I taught US history for 10 years.  I've heard Depression Era stories before.  And yet, accounts like this one continue to cut me to the core.  I like to think I know a thing or two about toughness.  Nope.  About giving an effort.  Nope.  About what it means to struggle.  Nope.  About what it means to persevere through tough times.  Nope. 

The examples I can draw from my life pale to nothing when juxtaposed with those faced by millions of Americans during the Great Depression- and countless others throughout the course of human history.

By detailing the upbringing of a couple of the "boys in the boat," the author brings home the incredible hurdles they had to overcome just to live- to say nothing of the effort required to overcome those hurdles and also compete at the highest levels of a demanding sport.

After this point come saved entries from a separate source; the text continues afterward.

PR #1792, opened 2022-09-30
Add registry entry for the official .NET OTLP exporter

joaopgrassi:
I noticed we didn't have a registry entry for the OTLP exporter in .NET. 

Also: I _think_ the `isThirdParty` field had a misleading comment so I modified that as well. I hope it's ok to bundle this together with this change.

### DIFF
--- a/content/en/registry/exporter-dotnet-otlp.md
+++ b/content/en/registry/exporter-dotnet-otlp.md
@@ -1,0 +1,16 @@
+---
+title: OTLP Exporter
+registryType: exporter
+isThirdParty: false
+language: dotnet
+tags:
+  - .NET
+  - C#
+  - dotnet
+  - exporter
+repo: https://github.com/open-telemetry/opentelemetry-dotnet/tree/main/src/OpenTelemetry.Exporter.OpenTelemetryProtocol
+license: Apache 2.0
+description: This library allows to export data to the OpenTelemetry Collector using the OpenTelemetry Protocol.
+authors: OpenTelemetry Authors
+otVersion: latest
+---
--- a/templates/registry-entry.md
+++ b/templates/registry-entry.md
@@ -1,7 +1,7 @@
 ---
 title: My OpenTelemetry Integration // the name of your project
 registryType: <exporter/core/instrumentation> // the type of integration; is this an exporter, plugin, API package, or something else?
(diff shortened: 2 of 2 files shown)


content/en/registry/exporter-dotnet-otlp.md
```diff
@@ -0,0 +1,16 @@
...
+isThirdParty: false
+language: dotnet
+tags:
+  - .NET
+  - C#
+  - dotnet
+  - exporter
+repo: https://github.com/open-telemetry/opentelemetry-dotnet/tree/main/src/OpenTelemetry.Exporter.OpenTelemetryProtocol
+license: Apache 2.0
+description: This library allows to export data to the OpenTelemetry Collector using the OpenTelemetry Protocol.
```
joaopgrassi, line 13: I noticed this text is used in all other "OTLP exporter entries". But it's not completely correct, as OTLP exporters also allow sending data to other places outside the collector (e.g., directly to an o11y back-end).

Maybe something like this:
> This library allows to export telemetry data in the OpenTelemetry Protocol (OTLP) format.

I can modify all the other exporters to have the same text, once we agree on the description.

svrnm: agreed, we had similar statements across the docs and changed that there as well.

> This library allows to export telemetry data in the OpenTelemetry Protocol (OTLP) format.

As bad as day to day life was, that wasn't the worst thing about the Depression.  The worst thing was the absence of hope.  As the days and years ticked by, many people abandoned any hope that things would ever get better.  And who can blame them?  The daily hardscrabble life is one thing, but an absence of hope destroys people.

Even knowing that going in, I was jarred by the poignant way Brown tells the story.  I've always been amazed by stories of people who managed to keep hope alive in the face of seemingly hopeless situations- from rugged explorers like Earnest Shakleton to WWII POWs like Louis Zamperini.  While those types of stories are truly incredible, at least those people were trained to face hardships and in situations where danger and death were constant companions.

It's different when those conditions are faced by millions of average folks.  Just ordinary people playing by the rules and trying to get by.   

So, how can I have the same level of toughness as a person who endured the Great Depression, without having to go through a traumatic experience?  I can't, and that's OK.  I just can't fool myself into thinking I'm tougher than I really am, or that my problems are bigger than they really are. 

I've never faced a situation that was truly hopeless- so I lack the scars and the toughness and the resiliency that can only be forged in the midst of true desperation.  Challenges?  Yes.  Difficulties?  Sure.  Hopelessness?  No. 

Several of the books I've been reading offer variations on the same theme.  That is: Obstacles suck, and yet those that face and overcome them are often the ones destined for greatness.  They are forced to be creative and tough and resilient in ways that the rest of us just aren't.

I've got a few obstacles staring at me right now- time to go chop 'em down to size and find a way.